More on Redundant Materialized Views
Posted by David Aldridge on 2006-08-14
I wrote before on the subject of why you might find it beneficial to create materialized views that are apparantly completely redundant, and here are some more notes (and a syntatical curiosity, I think) on the subject. What I didn’t demonstrate in my previous writing was the way that the optimizer can use a summary table to quickly andefficiently execute queries with a “having” clause, nor how the DBMS_Advanced_Rewrite package can be even more efficient.
I present below a series of scripts to demonstrate the following:
- Use of a materialized view to allow a GROUP BY clause to be eliminated and a HAVING clause to be rewritten to a WHERE clause.
- Consequent use an index on a materialized view to optimize the original HAVING clause.
- Use of a HAVING clause in the materialized view to reduce the size of the result set for groups of particular interest.
- Use of partitioning in the materialized view to further optimize the original HAVING clause.
- Use of the DBMS_Advanced_Rewrite package to remove the need for materializing a result set, and allow the original GROUP BY/HAVING query to be rewritten against the original data set.
We start the demonstration by creating a sales table that has a primary key declared on the columns of (product_cd, location_cd, date_of_sale).
SQL*Plus: Release 10.2.0.2.0 - Production on Mon Aug 14 14:50:27 2006 Copyright (c) 1982, 2005, Oracle. All Rights Reserved. Enter password: Connected to: Oracle Database 10g Enterprise Edition Release 10.2.0.2.0 - Production With the Partitioning, OLAP and Data Mining options SQL> drop table sales 2 / Table dropped. SQL> SQL> create table sales 2 ( 3 product_cd not null, 4 location_cd not null, 5 date_of_sale not null, 6 sales_amt not null 7 ) 8 pctfree 0 compress nologging 9 as 10 select mod(rownum,101), 11 mod(rownum,5), 12 date '2005-01-01' + mod(rownum-1,701), 13 dbms_random.value(1,1000) 14 from dual 15 connect by level <= 101*5*701 16 / Table created. SQL> SQL> alter table sales 2 add constraint pk_sales 3 primary key(product_cd,location_cd,date_of_sale) 4 / Table altered. SQL> SQL> exec dbms_stats.gather_table_stats(user,'sales') PL/SQL procedure successfully completed.

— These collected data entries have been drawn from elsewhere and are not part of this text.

PR #1543, opened 2023-11-30
use user's primary email if public email is null

### LINKED ISSUE #1540: github cookie can contain null email
As reported in this thread: [Github user email is null, despite user:email scope](https://stackoverflow.com/questions/35373995/github-user-email-is-null-despite-useremail-scope), we are getting email as null in github cookie set by `fastn`. 

## Expected Behavior

As reported, the Github API does not return the email data in the user data API even if we have access to email, and in such cases we have to call the email api to get the email.

## Current Behavior

We blindly set email returned by user data api. 

## Possible Solution

Handle the email null case by calling another API.

Configure Github stuff, and then Login with Github, with an account that has made their email hidden in their Github Profile. Inspect the cookie content, email will be null.

## Context

We are using it for our slides project and our middleware handles missing email, but it's causing downstream issues. We want email address, and user has granted email address so we should not get null values.

## Your Environment

- Operating System: Mac
- Web Browser: Safari

siddhantk232:
Fixes #1540

### DIFF
--- a/fastn-core/src/auth/github/apis.rs
+++ b/fastn-core/src/auth/github/apis.rs
@@ -138,12 +138,27 @@ pub async fn is_user_sponsored(
     }
 }
 
-// TODO: It can be stored in the request cookies
 pub async fn user_details(access_token: &str) -> fastn_core::Result<GhUserDetails> {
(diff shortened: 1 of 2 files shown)


amitu:
We will merge this after #1541 goes through.

PR #1547, opened 2023-12-01
option to disable cache in http_get_with_cookie()

### LINKED ISSUE #1539: NOT_FOUND_CACHE should not be used by http.processor
To not keep re-looking a dependency that is missing we have implemented a in memory `NOT_FOUND_CACHE`, where if a URL returns 404 once, we store it and do not retry it.

This is done a http helper util level, which is also used in http processor and if upstream returns 404, that too gets cached. 

## Expected Behavior

Since the upstream is getting cookies etc, it may return 404 for some URL meant only for currently viewing user, caching it for all users is wrong. 

## Current Behavior

Everything get's cached, and we have to restart fastn server to purge the in-memory cache. Till that time everyone keeps getting 404 for that URL.

## Possible Solution

We split our utility to have different behaviour for downloading dependencies and for doing http processor. 

Configure a http processor to point to any URL that returns 404, fastn will only make one request to that URL. 

## Context

We are working on slides, and are using `get_or_404()` helper to return 404 error in case a row is not found. This workflow is broken as the row may be missing in one request and found in next (as it was created in between, or some permission related thing changed between the two requests).

## Your Environment

- Operating System: Mac
- Web Browser: Safari

siddhantk232:
- disable `NOT_FOUND_CACHE` cache for the `http` processor

Fixes #1539

### DIFF
--- a/fastn-core/src/http.rs
+++ b/fastn-core/src/http.rs
@@ -445,7 +445,7 @@ pub(crate) async fn http_post_with_cookie(
 }
 
 pub(crate) async fn http_get(url: &str) -> fastn_core::Result<Vec<u8>> {
-    http_get_with_cookie(url, None, &std::collections::HashMap::new())
+    http_get_with_cookie(url, None, &std::collections::HashMap::new(), true)
         .await?
         .0
 }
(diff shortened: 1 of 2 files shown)


fastn-core/src/http.rs
```diff
@@ -513,7 +514,11 @@ pub(crate) async fn http_get_with_cookie(
             res.text().await
         );
         tracing::error!(url = url, msg = message);
-        NOT_FOUND_CACHE.write().insert(url.to_string());
+
+        if use_cache {
+            NOT_FOUND_CACHE.write().insert(url.to_string());
+        }
```
Arpita-Jaiswal, line 520:
```suggestion
       NOT_FOUND_CACHE.write().insert(url.to_string());
```
We have already checked this condition above.

siddhantk232: shouldn't we not insert entries from http processors if the `use_cache` is `false`? This will reduce memory usage

Arpita-Jaiswal: I have misread the code. I thought it was inside `if use_cache && NOT_FOUND_CACHE.read().contains(url) {` block. You are right.

Arpita-Jaiswal (approved):

PR #275, opened 2016-07-28
Adds missing loader for webpack

jhpedemonte:
Needed to properly build Jupyterlab 0.1.2

### DIFF
--- a/gulpfile.js
+++ b/gulpfile.js
@@ -42,6 +42,7 @@ var webpackConfig = {
         loaders: [
             { test: /\.css$/, loader: 'style-loader!css-loader' },
             { test: /\.json$/, loader: 'json-loader' },
+            { test: /\.html$/, loader: 'file' },
             // jquery-ui loads some images
             { test: /\.(jpg|png|gif)$/, loader: "file" },
             // required to load font-awesome


jhpedemonte:
Making this WIP. They changed rendermime again. Yay!

jhpedemonte:
Everything is working with this patch except for matplotlib (*test_layout* & *test_plotting_libs*). Looks like messages trying to use matplotlib are being handled before `register_target('matplotlib', ...)` gets invoked.

jhpedemonte:
@blink1073 @jasongrout:

 I'm getting `Error: Object 'matplotlib' not found in registry` when building against Jupyterlab 0.1.2 (everything works fine with v0.1.1).  I never see call to `register_target('matplotlib')` before this error. Looks like perhaps a timing issue.

I notice that in *src/notebook/output-area/widget.ts*, the call to `rendermime.render` is not async. Could this be causing issue? Is the matplotlib JS not added to the DOM before handling incoming matplotlib comm messages?

blink1073:
This is using `%matplotlib notebook`?  I would not have expected that to work at all yet.

jhpedemonte:
It's been working up until now. We did have to add some [shim code](https://github.com/jupyter-incubator/dashboards_server/blob/master/client/js/widget-manager.js#L212) to make it all work, though.

blink1073:
I confess I haven't dealt much with the ipywidgets end of things.  Jason has already left for week-long holiday and I am leaving tomorrow for a week as well.  I'll see if I can figure something out this afternoon.

blink1073:
Also, we changed rendermime again in https://github.com/jupyter/jupyterlab/pull/560 (not released yet).

blink1073:
FYI @jasongrout, here's another example where we're not properly following semver, since this library depends on jupyterlab, we should be making minor releases, not patch releases.

jhpedemonte:
OK. I think I'll just pin Jupyterlab to v0.1.1 for now, so we can continue working. And I'll continue investigation of v0.1.2+.

blink1073:
Sounds good.

jhpedemonte:
Got it working. Looks like the fixes in jupyter/jupyterlab#560 (specifically the commit **Make rendering synchronous and cleanup**) fixes the issues I was seeing.  I updated this PR to work against v0.1.3 of Jupyterlab (not yet release).

blink1073:
Great, glad you got it sorted.  Hopefully we don't have to change this part of the code base too much anymore.  ;)

jhpedemonte:
Updated to use Jupyterlab 0.2.0.  Ran into codemirror/CodeMirror#4190, which breaks our build. Got past it by temporarily building with CodeMirror 5.17.0.

Plotting libs are broken once again (yay!) but padding seems to be fine now.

We execute a query to find very high sales by product, location and day.
SQL> select product_cd,
2 location_cd,
3 date_of_sale,
4 sum(sales_amt) sum_sales_amt
5 from sales
6 group by product_cd,
7 location_cd,
8 date_of_sale
9 having sum(sales_amt) > 999.9
10 /
Execution Plan
----------------------------------------------------------
Plan hash value: 2867331465
-------------------------------------------------------------------------------------
| Id | Operation | Name | Rows | Bytes |TempSpc| Cost (%CPU)| Time |
-------------------------------------------------------------------------------------
| 0 | SELECT STATEMENT | | 88005 | 3007K| | 2085 (4)| 00:00:26 |
|* 1 | FILTER | | | | | | |
| 2 | HASH GROUP BY | | 88005 | 3007K| 20M| 2085 (4)| 00:00:26 |
| 3 | TABLE ACCESS FULL| SALES | 351K| 11M| | 363 (4)| 00:00:05 |
-------------------------------------------------------------------------------------
Predicate Information (identified by operation id):
---------------------------------------------------
1 - filter(SUM("SALES_AMT")>999.9)
(Note: I edited the plan to remove dumb “more than 80 column” formatting issues)

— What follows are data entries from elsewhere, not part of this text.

PR #291, opened 2016-09-21
Support BASE_URL

danielfrg:
This is a possible fix for https://github.com/jupyter-incubator/dashboards_server/issues/260.

I am not a node dev so a probably some things could be improved, let me know and I can make changes. I have tested it a little bit and the only think that its not working is the font awesome assets are still trying to be located from `/components/...` but everything else looks fine.

Issue #260, opened 2016-06-28
Serve dashboards with a prefix


ch41rmn:
Hi,

I recently tried to collect the several web services under one Apache server, one of them is the dashboards server. Each of these services run on a different localhost port, and Apache acts as the reverse-proxy to direct different URLs to different ports based on the prefix.

e.g.
`my.domain.com/jupyter --> http://127.0.0.1:9500/jupyter`, jupyter hub serving on `localhost:9500/jupyter`
`my.domain.com/jenkins --> http://127.0.0.1:8080/jenkins`, jenkins serving on `localhost:8080/jenkins`
...`

I cannot find a way to specify a prefix for the dashboards server. I can only get it to serve on `http://host:port`, whereas I would like to be able to serve at `http://host:port/prefix`.

My initial dig into this points to some changes required in the templates, particularly the way `/css` and `/components` are linked in the templates.

Is this an easy thing to implement? I am not very familiar with node/express, but will be happy to have a go at a pull request.

Cheers,

parente:
@ch41rmn We'd love a PR if you're willing to tackle this.

You are correct that the dashboard server is not currently relocatable under different paths. I'm pretty certain there is no major impediment preventing it, just a matter of finding all the spots that might break. The ones that come to mind are:

* The templates, as you pointed out. These should use relative path references wherever possible. If they can't they'll need to read a base URL config option that has to be defined.
* The express router. The root path needs to be made configurable via a base URL option. Hopefully all of the changes should be in app.js, either by adding the base URL value to all of the `app.use()` calls or by defining a new root router and tacking all of the exiting paths onto it. (ref: http://bulkan-evcimen.com/using_express_router_instead_of_express_namespace.html)
* Any places that generate links, like https://github.com/jupyter-incubator/dashboards_server/blob/792dc792cfa5358baede419b8918dff30dd1db16/routes/auth-routes.js#L26 (though that one is already driven by configuration, so might not need any work.)

@jhpedemonte, @dalogsdon can you think of other spots that would need updating?

dalogsdon:
I think those mentioned by @parente are the main points.

* For templates (mainly the listing view but possibly others) we are using Handlebars. You will probably need to pass the prefix when rendering. In the template, if a variable isn't set, it will resolve to an empty string.
* For the router, I'd vote for a root router. That way it's only in once place and you don't have to think about the prefix in the child routes.
[...]

PR #292, opened 2016-09-23
Support a 'prefix' url under which to run server (i.e. for proxies)

jhpedemonte:
Ref #260

Based on PR #291 by @danielfrg

### DIFF
--- a/Makefile
+++ b/Makefile
@@ -62,16 +62,16 @@ kill: ## Kill all running docker containers
 dev-install: ## Install all dev deps on localhost
 	npm install --quiet
 
-dev: KG_PUBLIC_IP?=$$(docker-machine ip $$(docker-machine active))
+dev: KG_PUBLIC_IP?=localhost
 dev: kernel-gateway-container ## Run dashobard server on localhost
 	NODE_ENV='development' KG_BASE_URL=$(KG_BASE_URL) KERNEL_GATEWAY_URL=http://$(KG_PUBLIC_IP):$(KG_PUBLIC_PORT) gulp
 
-dev-logging: KG_PUBLIC_IP?=$$(docker-machine ip $$(docker-machine active))
+dev-logging: KG_PUBLIC_IP?=localhost
 dev-logging: kernel-gateway-container ## Run dashboard server with debug logging on localhost
 	NODE_ENV='development' gulp build
 	KERNEL_GATEWAY_URL=http://$(KG_PUBLIC_IP):$(KG_PUBLIC_PORT) npm run start-logging
 
-dev-debug: KG_PUBLIC_IP?=$$(docker-machine ip $$(docker-machine active))
+dev-debug: KG_PUBLIC_IP?=localhost
 dev-debug: kernel-gateway-container ## Run dashboard server with node debugger on localhost
 	NODE_ENV='development' KG_BASE_URL=$(KG_BASE_URL) KERNEL_GATEWAY_URL=http://$(KG_PUBLIC_IP):$(KG_PUBLIC_PORT) gulp debug
 
--- a/Makefile
+++ b/Makefile
@@ -16,6 +16,9 @@ HTTP_PORT?=3000
 HTTPS_PORT?=3001
 TEST_CONTAINER_NAME:=$(DASHBOARD_CONTAINER_NAME)-test
 TEST_IMAGE_NAME:=jupyter-incubator/$(TEST_CONTAINER_NAME)
+PROXY_CONTAINER_NAME:=reverse-proxy
+PROXY_IMAGE_NAME:=nginx:alpine
+PROXY_PUBLIC_PORT:=8080
 
 help:
 # http://marmelab.com/blog/2016/02/29/auto-documented-makefile.html
@@ -51,7 +54,7 @@ build: images
 
 define KILL
 @echo '-- Removing Docker containers'
-@-docker rm -f $(DASHBOARD_CONTAINER_NAME) $(KG_CONTAINER_NAME) $(TEST_CONTAINER_NAME) 2> /dev/null || true
+@-docker rm -f $(DASHBOARD_CONTAINER_NAME) $(KG_CONTAINER_NAME) $(TEST_CONTAINER_NAME) $(PROXY_CONTAINER_NAME) 2> /dev/null || true
 endef
 
 kill: ## Kill all running docker containers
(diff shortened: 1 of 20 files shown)


jhpedemonte:
@danielfrg, I started reviewing your PR, but ran into some issues. Then I ended up creating my own patch, based on yours but with some changes/fixes.

Main diffs from that PR:
* Used name `prefixUrl`, since `baseUrl` can have different connotation, depending on the context.
* Make sure to use `urljoin` instead of string concatenation when dealing with paths/urls.
* Cleaner impl of changes in the handlebar templates. I didn't like having `urlJoin` do the prefix magic. Instead, I pass in the `prefixUrl` variable for use in the correct places.
* Fix for font errors.

jhpedemonte:
I haven't tested everything yet (hence the "WIP" in the title). Will continue next week.

I did notice that I'm getting these errors when loading the **INTRO** notebook:

```
dashboard.js:59067 GET http://127.0.0.1:3000/components/b80c321cdb09746d881e6b9227fa4491.png 404 (Not Found)
```

danielfrg:
This is great. I had not a lot of love for my implementation and I am sure yours is better.

I am out this week but I'll try to find to to test if needed.

jhpedemonte:
Actually, I'm not thinking about this right. #260 is about the dashboard server residing behind a reverse proxy, where the client facing URL will have a prefix (i.e. http://something.com/dashboard-server/...). In that scenario, we really don't need to change how the node/express app serves its routes -- most of that stays the same. Instead, we would need to fix templates (already done), plus maybe some of the websocket proxying, etc.

In order to test this, we'll need to stand up a reverse-proxy in front of the dashboard server. Shouldn't be too hard using Docker.

danielfrg:
That makes sense for a reverse proxy but it won't be enough for a the `configurable-http-proxy` that JupyterHub uses. My final objective with my PR (and now yours) is to register the `jupyter-dashboard-server` as a service on JupyterHub that can be used with JupyterHub authentication.

jhpedemonte:
I'm aware of JupyterHub, just never set it up or played with the source. And `configurable-http-proxy` is new to me -- although it's just a wrapper to `node-http-proxy`, which we use.

Looks like `configurable-http-proxy` can be set up as a simple reverse proxy also, similar to what I [described above](https://github.com/jupyter-incubator/dashboards_server/pull/292#issuecomment-249341835). Through some combination of these arguments:

```
    --no-prepend-path                Avoid prepending target paths to proxied requests
    --no-include-prefix              Don't include the routing prefix in proxied requests
```

That way, you could add a route to `configurable-http-proxy` like so:

```
POST /api/routes/foo/bar -> http://somehost:1234
```

Then, calls to `http://config-http-proxy.com/foo/bar` would get routed to `http://somehost:1234` -- "prefix" route removed.

Is this sufficient for your needs?  I think it would be best to keep the code as simple as possible and not add the ability to run from a prefixed route if we don't need to.

parente:
> That way, you could add a route to configurable-http-proxy like so:

```
POST /api/routes/foo/bar -> http://somehost:1234
```

I think the issue is that it's not possible to tell JupyterHub to use the configurable-http-proxy this way. I may be wrong, but I think that JupyterHub relies on setting the `base_url` option for notebook servers so that it can write routes like:

```
/user/parente/ -> http://somehost:1234/user/parente/
```

danielfrg:
Yes, thats correct the Hub does rely in that notebook setting for the single user notebook (and JupyterLab) servers. I was trying to get the same functionality in here.

laurikoobas:
Looked through the proposal and changes, sounds exactly like the solution for the problem I had.

How can I gain access to the result? Doesn't look like I can clone the incubator repository in a way that it has this specific branch in it.

jhpedemonte:
@parente Well, that's unfortunate. So sounds like we'll need to have two config options:
1. `PROXIED` - Set to true to let the server know that it is behind a proxy. [Express must be told it is behind a proxy](https://expressjs.com/en/guide/behind-proxies.html). This value should also allow any of the values described in that page.
2. `BASE_PATH` - (or something like that) Defines the base prefix path that the server operates with.

For a classical reverse proxy situation, an admin would only have to specify `PROXIED` (I think; almost got that working). In the JupyterHub situation, admin would define both.  Does that seem legit?

jhpedemonte:
@laurikoobas This PR is still a work in progress. While it is mostly working, it is not fully working yet. That said, if you want to test the PR as it currently stands you can either clone my repo and branch (jhpedemonte/dashboards_server@260-prefix-url) or apply this [patch](https://github.com/jupyter-incubator/dashboards_server/pull/292.patch) to your clone of this repo.

parente:
@jhpedemonte The two options sound right to me, assuming running the dashboard server behind the jupyterhub proxy as a managed service makes sense. Maybe @minrk can chime in on whether that fits the model correctly.

jhpedemonte:
Updated patch with support for both passing and not passing the prefix value. Seems to be working all around. Looking at test issues now.

jhpedemonte:
Tests run fine on my machine, but failing on Travis. Yay!

@parente or @dalogsdon, would appreciate a review.  @danielfrg, please test this patch when you get a chance. I did not test on JupyterHub, just using Nginx.

danielfrg:
I am a little busy this week but I will try to test it as soon as I can. Thanks!

laurikoobas:
@jhpedemonte tried the patch and it's working. One addition I'd like is just the startup message to mention it as well:
`Jupyter dashboard server listening on 127.0.0.1:3000`
should be with the path added.

minrk:
Those options make sense for working JupyterHub. A Hub-managed service will get the JUPYTERHUB_SERVICE_PREFIX environment variable, which will be `/services/service-name` in most cases. It also receives JUPYTERHUB_BASE_URL, which is the base URL of the whole application (typically `/`, and always the part before `/services` in SERVICE_PREFIX).

jhpedemonte:
@laurikoobas Done.

@minrk Great, thanks for the info.

parente:
I'll try to kick the tires on this by the end of the week.

danielfrg:
I just tested this in a couple of settings and it looks like everything its working.

I tested multiple `prefixUrl` values including more "complex" ones like: `/hub/service/dashboards/server1`.

I also tested this behind the `configurable-http-proxy`, all good as far as I can see.

dalogsdon:
Taking a look now

dalogsdon:
Looks good to me. The only issue I saw is the lack of calling out the example nginx config file in the README. I had to read the Makefile to know where the example config is.

parente:
Code looks fine to me.

Maybe I missed it, but is there a unit/integration test running with the base URL set to something other than the default? Do we want to do that for one test at least? Not with the proxy, just with a `/test-root` base URL or something.

bowenli37:
Just tried to run proxy-container by "make proxy-container". Containers started normally. Visited http://localhost but received 404 error message. I noted that nginx container port 8080 is mapped to host port 80 in Makefile, but nginx is listening on port 80 as in conf file. After changing port 8080 to 80 and rebuilding all 3 container, http://localhost/dashboards_server/ can be reached, but styling was not applied due to missing http://localhost/css/style.css (Failed to load resource). 
I was on the latest commit (# 5cac00) by today. What was I missing? Please help! Thanks very much.

jhpedemonte:
I responded to @bowenli37 in #307.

So the execution plan requires a full table access, a hash group by (this being 10gR2, otherwise you’d expect a SORT (GROUP BY) there), and finally a filter. A total cost of 2,086 (your result may vary).
Let us assume that this is a very commonly executed query. How can we optimize it?
We create a materialized view that contains identical data to the sales table, but of course has the additional metadata associated with the MV’s defining select statement. Implicit to this metadata is the information that the data set is unique on the key columns of product_cd, location_cd and date_of_sale — information that the optimizer had access to through the definition of the primary key on the sales table but which it did not act on.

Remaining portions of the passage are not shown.